However, deleting unused data has become a bear. The current table hierarchy is below.

/* Metadata tables */
Case(CaseId, DeleteFlag, ...) On Delete Cascade CaseId
OptimizationRun(OptId, CaseId, ...) On Delete Cascade OptId
OptimizationStep(StepId, OptId, ...) On Delete Cascade StepId

/* Data tables */
Files(FileId, CaseId, Blob) /* deletes are near instantateous here */

/* Data per run */
OnedDataX(OptId, ...)
TwoDDataY1(OptId, ...) /* packed representation of a 1D slice */

/* Data not only per run, but per step */
TwoDDataY2(StepId, ...)  /* packed representation of a 1D slice */
ThreeDDataZ(StepId, ...) /* packed representation of a 2D slice */
FourDDataZ(StepId, ...)  /* packed representation of a 3D slice */
/* ... About 10 or so of these tables exist */

What I am looking for is a means of partitioning the Case data such that I could drop a partition relating to the case to remove its data. Ideally, OptimizationRun would have an interval partition based on CaseId and this would filter down through to its children. However, 11g doesn’t support the combination of INTERVAL and REF partitioning.
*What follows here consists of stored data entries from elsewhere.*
PR #1406, opened 2024-05-24
Fixed live device clone method returning wrong device type on win32 machines.

Dimi1010:
Fixes `clone` behavior of `PcapLiveDevice` and `WinPcapLiveDevice` and adds unit tests checking device classes when cloning.

Originally as the `clone` method was not virtual when a pointer referencing a `WinPcapLiveDevice` was cloned a device of the base class `PcapLiveDevice` was returned, instead of the derived class.

### DIFF
--- a/Pcap++/header/WinPcapLiveDevice.h
+++ b/Pcap++/header/WinPcapLiveDevice.h
@@ -56,11 +56,8 @@ namespace pcpp
 		 */
 		int getMinAmountOfDataToCopyFromKernelToApplication() const { return m_MinAmountOfDataToCopyFromKernelToApplication; }
 
-		/**
-		 * Clones the current device class
-		 * @return Pointer to the copied class
-		 */
-		PcapLiveDevice* clone() const override;
+	protected:
+		PcapLiveDevice* cloneInternal(pcap_if_t& devInterface) const override;
 	};
 
 } // namespace pcpp
--- a/Pcap++/header/WinPcapLiveDevice.h
+++ b/Pcap++/header/WinPcapLiveDevice.h
@@ -55,6 +55,12 @@ namespace pcpp
 		 * setMinAmountOfDataToCopyFromKernelToApplication())
 		 */
 		int getMinAmountOfDataToCopyFromKernelToApplication() const { return m_MinAmountOfDataToCopyFromKernelToApplication; }
+
+		/**
+		 * Clones the current device class
+		 * @return Pointer to the copied class
+		 */
+		PcapLiveDevice* clone() const override;
 	};
 
 } // namespace pcpp
--- a/Pcap++/header/WinPcapLiveDevice.h
+++ b/Pcap++/header/WinPcapLiveDevice.h
@@ -57,7 +57,7 @@ namespace pcpp
 		int getMinAmountOfDataToCopyFromKernelToApplication() const { return m_MinAmountOfDataToCopyFromKernelToApplication; }
 
 	protected:
-		PcapLiveDevice* cloneInternal(pcap_if_t& devInterface) const override;
+		WinPcapLiveDevice* cloneInternal(pcap_if_t& devInterface) const override;
 	};
 
 } // namespace pcpp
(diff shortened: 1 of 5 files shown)


Pcap++/src/WinPcapLiveDevice.cpp
```diff
@@ -126,6 +126,36 @@ bool WinPcapLiveDevice::setMinAmountOfDataToCopyFromKernelToApplication(int size
...
+
+	if (currInterface)
+		retval = new WinPcapLiveDevice(currInterface, true, true, true);
+	else
+		PCPP_LOG_ERROR("Can't find interface " << getName().c_str());
+
+	pcap_freealldevs(interfaceList);
+	return retval;
+}
+
```
seladb, line 158: Both `clone()` implementations have mostly all common code. Maybe we can do something like this (it's all pseudo-code that I didn't actually run):
```cpp
class PcapLiveDevice
{
public:
    PcapLiveDevice* clone() const
    {
        // call pcap_findalldevs, iterate over the interfaces and find the right one
        pcap_if_t* currInterface = ...
        if(currInterface)
	    result = cloneInternal(currInterface);
        else
	    PCPP_LOG_ERROR("Can't find interface " << getName().c_str());
        
        // call pcap_freealldevs and do cleanup

        return result;
    }
protected:
    virtual PcapLiveDevice* cloneInternal(void* iface)
    {
        // need to case from `void*` to `pcap_if_t*` to avoid exposing `pcap_if_t*` in the .h file
        return new PcapLiveDevice(iface, true, true, true)
    }
}

class WinPcapLiveDevice : public PcapLiveDevice
{
protected:
    WinPcapLiveDevice* cloneInternal(void* iface) override
    {
        // need to case from `void*` to `pcap_if_t*` to avoid exposing `pcap_if_t*` in the .h file
        return new WinPcapLiveDevice(iface, true, true, true)
    }
}

```

Dimi1010: Sure, can do that. Btw, `pcap_if_t` is already forward declared in PcapLiveDevice.h anyway, so no need for the void ptr shenanigans.

seladb: oh, you're right! 👍

Dimi1010: Implemented 0a037af

Pcap++/header/WinPcapLiveDevice.h
```diff
@@ -55,6 +55,9 @@ namespace pcpp
 		 * setMinAmountOfDataToCopyFromKernelToApplication())
 		 */
 		int getMinAmountOfDataToCopyFromKernelToApplication() const { return m_MinAmountOfDataToCopyFromKernelToApplication; }
+
+	protected:
+		PcapLiveDevice* cloneInternal(pcap_if_t& devInterface) const override;
```
seladb, line 60: nit: I think the signature can change a bit to return`WinPcapLiveDevice*`:
```cpp
WinPcapLiveDevice* cloneInternal(pcap_if_t& devInterface) const override;
```

Tests/Pcap++Test/Tests/LiveDeviceTests.cpp
```diff
@@ -266,8 +266,26 @@ PTF_TEST_CASE(TestPcapLiveDeviceClone)
...
+
+		liveDev = originalDev->clone();
+	}
+
 	PTF_ASSERT_NOT_NULL(liveDev);
+
+#ifdef _WIN32
+	// Tests if the clone is correctly returns a Windows Live Device on Windows systems.
+	PTF_ASSERT_NOT_NULL(dynamic_cast<pcpp::WinPcapLiveDevice*>(liveDev));
+#endif // _WIN32
```
seladb, line 287: Maybe move this to `TestWinPcapLiveDevice`? It's cleaner that way and we don't need the `#ifdef _WIN32`

Pcap++/header/WinPcapLiveDevice.h
Dimi1010: Implemented 62b8b12

Tests/Pcap++Test/Tests/LiveDeviceTests.cpp
seladb: I'm sorry, I didn't notice we have a dedicate test for live device clone: `TestPcapLiveDeviceClone`

seladb (approved):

I’m fairly certain ENABLE ROW MOVEMENT is out of the question based on the DB size and the requirement that the tablespaces live in ASSM. Maybe RANGE partitioning on OptimizationRun and REF partitioning on the rest?

My guess is with that strategy I would need a trigger that accomplishes something like the following:

CREATE OR REPLACE TRIGGER Case_BeforeInsert_MakePartitions
BEFORE INSERT
    ON Case
    FOR EACH ROW
DECLARE
    v_PartName varchar(64)       := 'CASE_OPTPART_' || :new.CaseId;
    v_PartRange Case.CaseId%type := :new.CaseId
BEGIN
    -- Take :new.CaseId and create the partition
    ALTER TABLE OptimizationRun
        ADD PARTITION v_PartName
        VALUES LESS THAN ( v_PartRange );
END;

And then the requisite trigger for before deletion:

CREATE OR REPLACE TRIGGER Case_BeforeDelete_RemovePartitions
BEFORE DELETE
    ON Case
    FOR EACH ROW
DECLARE
    v_PartName varchar(64) := 'CASE_OPTPART_' || :old.CaseId;
BEGIN
    -- Drop the partitions associated with the case
    ALTER TABLE OptimizationRun
        DROP PARTITION v_PartName;
END;

Good idea? Or is this an idea out of the SNL Bad Idea Jeans commercial?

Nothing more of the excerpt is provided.